Re: [PATCH] x86: Run checksumming in parallel accross multiple alu's

netdev.vger.kernel.org archive mirror
 help / color / mirror / Atom feed

From: Neil Horman <nhorman@tuxdriver.com>
To: Ingo Molnar <mingo@kernel.org>
Cc: Eric Dumazet <eric.dumazet@gmail.com>,
	linux-kernel@vger.kernel.org, sebastien.dugue@bull.net,
	Thomas Gleixner <tglx@linutronix.de>,
	Ingo Molnar <mingo@redhat.com>, "H. Peter Anvin" <hpa@zytor.com>,
	x86@kernel.org, netdev@vger.kernel.org
Subject: Re: [PATCH] x86: Run checksumming in parallel accross multiple alu's
Date: Tue, 29 Oct 2013 16:26:44 -0400	[thread overview]
Message-ID: <20131029202644.GB32389@localhost.localdomain> (raw)
In-Reply-To: <20131029142716.GA28113@gmail.com>

On Tue, Oct 29, 2013 at 03:27:16PM +0100, Ingo Molnar wrote:
> 
> * Neil Horman <nhorman@tuxdriver.com> wrote:
> 
> > So, I apologize, you were right.  I was running the test.sh script 
> > but perf was measuring itself. [...]
> 
> Ok, cool - one mystery less!
> 
> > Which overall looks alot more like I expect, save for the parallel 
> > ALU cases. It seems here that the parallel ALU changes actually 
> > hurt performance, which really seems counter-intuitive.  I don't 
> > yet have any explination for that.  I do note that we seem to have 
> > more stalls in the both case so perhaps the parallel chains call 
> > for a more agressive prefetch.  Do you have any thoughts?
> 
> Note that with -ddd you 'overload' the PMU with more counters than 
> can be run at once, which introduces extra noise. Since you are 
> running the tests for 0.150 secs or so, the results are not very 
> representative:
> 
>                734 dTLB-load-misses          #    0.00% of all dTLB cache hits   ( +-  8.40% ) [13.94%]
>         13,314,660 iTLB-loads                #  280.759 M/sec                    ( +-  0.05% ) [12.97%]
> 
> with such low runtimes those results are very hard to trust.
> 
> So -ddd is typically used to pick up the most interesting PMU events 
> you want to see measured, and then use them like this:
> 
>    -e dTLB-load-misses -e iTLB-loads
> 
> etc.
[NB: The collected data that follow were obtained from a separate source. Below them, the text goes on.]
PR #47, opened 2024-12-30
Fix pdp gen failure from different institution ids

ZakMiller:
There's a cohort schema check that ensures there's a single institution for all the data, but the pdp generation script creates a new institution id per record (so data created using the script will fail the validation). This creates the institution id once and uses it for both cohort and course data.

## changes
- Generates institution id once in the parent script and then passes it down.
- Adds a test that uses the new field to pass the same value down to multiple cohorts/courses (this would fail without this change) for both cohort (which has the check) and course (which doesn't)
- Ranames test_raw_cohort_record to test_raw_course_record in test_raw_course.py (unrelated, looks like a copy paste error)

## context
- Noticed this while running through the templates using the existing test data in the repo. Some more similar changes to follow.

## questions
- Should the same schema check exist for the course schema?
- Where should I create the asana ticket (that's mentioned in CONTRIBUTING.md)?

### DIFF
--- a/scripts/generate_synthetic_pdp_datasets.py
+++ b/scripts/generate_synthetic_pdp_datasets.py
@@ -27,8 +27,7 @@ def main():
     ]
     course_records = [
         FAKER.raw_course_record(
-            cohort_record, normalize_col_names=args.normalize_col_names, institution_id=institution_id
-        )
+            cohort_record, normalize_col_names=args.normalize_col_names)
         for cohort_record in cohort_records
         for _ in range(
             FAKER.randomize_nb_elements(args.avg_num_courses_per_student, min=1)
--- a/scripts/generate_synthetic_pdp_datasets.py
+++ b/scripts/generate_synthetic_pdp_datasets.py
@@ -19,13 +19,15 @@ def main():
     FAKER.add_provider(pdp.raw_cohort.Provider)
     FAKER.add_provider(pdp.raw_course.Provider)
 
+    # institution_id must be the same for all records.
+    institution_id = FAKER.numerify("#####!")
     cohort_records = [
-        FAKER.raw_cohort_record(normalize_col_names=args.normalize_col_names)
+        FAKER.raw_cohort_record(normalize_col_names=args.normalize_col_names, institution_id=institution_id)
         for _ in range(args.num_students)
     ]
     course_records = [
         FAKER.raw_course_record(
-            cohort_record, normalize_col_names=args.normalize_col_names
+            cohort_record, normalize_col_names=args.normalize_col_names, institution_id=institution_id
         )
         for cohort_record in cohort_records
         for _ in range(
--- a/scripts/generate_synthetic_pdp_datasets.py
+++ b/scripts/generate_synthetic_pdp_datasets.py
@@ -22,12 +22,15 @@ def main():
     # institution_id must be the same for all records.
     institution_id = FAKER.numerify("#####!")
     cohort_records = [
-        FAKER.raw_cohort_record(normalize_col_names=args.normalize_col_names, institution_id=institution_id)
+        FAKER.raw_cohort_record(
+            normalize_col_names=args.normalize_col_names, institution_id=institution_id
+        )
         for _ in range(args.num_students)
     ]
     course_records = [
         FAKER.raw_course_record(
-            cohort_record, normalize_col_names=args.normalize_col_names)
+            cohort_record, normalize_col_names=args.normalize_col_names
+        )
         for cohort_record in cohort_records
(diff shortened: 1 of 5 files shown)


src/student_success_tool/generation/pdp/raw_cohort.py
```diff
@@ -12,6 +12,7 @@ def raw_cohort_record(
         min_cohort_yr: int = 2010,
         max_cohort_yr: t.Optional[int] = None,
         normalize_col_names: bool = False,
+        institution_id: int = 12345,
```
bdewilde, line 15:
```suggestion
        institution_id: t.Optional[int] = None,
```

src/student_success_tool/generation/pdp/raw_cohort.py
```diff
@@ -24,7 +25,7 @@ def raw_cohort_record(
         # TODO: handle other cases, e.g. gateway course attempted/completed/grades
         record = {
             "Student GUID": self.student_guid(),
-            "Institution ID": self.institution_id(),
+            "Institution ID": institution_id,
```
bdewilde, line 28:
```suggestion
            "Institution ID": institution_id if institution_id is not None else self.institution_id(),
```

tests/generation/pdp/test_raw_course.py
```diff
@@ -13,10 +13,20 @@
     ["normalize_col_names"],
     [(False,), (True,)],
 )
-def test_raw_cohort_record(normalize_col_names):
+def test_raw_course_record(normalize_col_names):
```
bdewilde, line 16: Looks like the original test name was a copy-paste error, yeah?

src/student_success_tool/generation/pdp/raw_course.py
```diff
@@ -8,7 +8,7 @@
 
 class Provider(BaseProvider):
     def raw_course_record(
-        self, cohort_record: t.Optional[dict] = None, normalize_col_names: bool = False
+        self, cohort_record: t.Optional[dict] = None, normalize_col_names: bool = False, institution_id: int = 12345
```
bdewilde, line 11: I don't feel super strongly about this, but following existing patterns, it seems like we'd want to pull `institution_id` from the `cohort_record` if provided or otherwise generate a random one, rather than passing cohort record && a specified institution id. In this case, I think you'd just leave all the below code as it was, and just drop this extra arg?

bdewilde (commented):
Hey, good catch. Since uniqueness  of `institution_id` only matters when generating multiple records, I think we should make it an optional parameter, so the single-record case still works outside the context of the generate data script. Does that make sense to you? Maybe I'm trying to preserve a use case that doesn't exist in practice, but making it a required arg for both types of records feels a bit heavy.

tests/generation/pdp/test_raw_course.py
ZakMiller: Ya that's what I'm guessing

src/student_success_tool/generation/pdp/raw_course.py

For such short runtimes make sure the last column displays 
> close to 100%, so that the PMU results become trustable.
> 
> A nehalem+ PMU will allow 2-4 events to be measured in parallel, 
> plus generics like 'cycles', 'instructions' can be added 'for free' 
> because they get counted in a separate (fixed purpose) PMU register.
> 
> The last colum tells you what percentage of the runtime that 
> particular event was actually active. 100% (or empty last column) 
> means it was active all the time.
> 
> Thanks,
> 
> 	Ingo
> 

Hmm, 

I ran this test:

for i in `seq 0 1 3`
do
echo $i > /sys/module/csum_test/parameters/module_test_mode
taskset -c 0 perf stat --repeat 20 -C 0 -e L1-dcache-load-misses -e L1-dcache-prefetches -e cycles -e instructions -ddd ./test.sh
done

And I updated the test module to run for a million iterations rather than 100000 to increase the sample size and got this:


Base:
 Performance counter stats for './test.sh' (20 runs):

        47,305,064 L1-dcache-load-misses     #    2.09% of all L1-dcache hits    ( +-  0.04% ) [18.74%]
                 0 L1-dcache-prefetches                                         [18.75%]
    13,906,212,348 cycles                    #    0.000 GHz                      ( +-  0.05% ) [18.76%]
     4,426,395,949 instructions              #    0.32  insns per cycle          ( +-  0.01% ) [18.77%]
     2,261,551,278 L1-dcache-loads                                               ( +-  0.02% ) [18.76%]
        47,287,226 L1-dcache-load-misses     #    2.09% of all L1-dcache hits    ( +-  0.04% ) [18.76%]
       276,842,685 LLC-loads                                                     ( +-  0.01% ) [18.76%]
        46,454,114 LLC-load-misses           #   16.78% of all LL-cache hits     ( +-  0.05% ) [18.76%]
     1,048,894,486 L1-icache-loads                                               ( +-  0.07% ) [18.76%]
           472,205 L1-icache-load-misses     #    0.05% of all L1-icache hits    ( +-  1.19% ) [18.76%]
     2,260,639,613 dTLB-loads                                                    ( +-  0.01% ) [18.75%]
               172 dTLB-load-misses          #    0.00% of all dTLB cache hits   ( +- 35.14% ) [18.74%]
     1,048,732,481 iTLB-loads                                                    ( +-  0.07% ) [18.74%]
                19 iTLB-load-misses          #    0.00% of all iTLB cache hits   ( +- 39.75% ) [18.73%]
                 0 L1-dcache-prefetches                                         [18.73%]
                 0 L1-dcache-prefetch-misses                                    [18.73%]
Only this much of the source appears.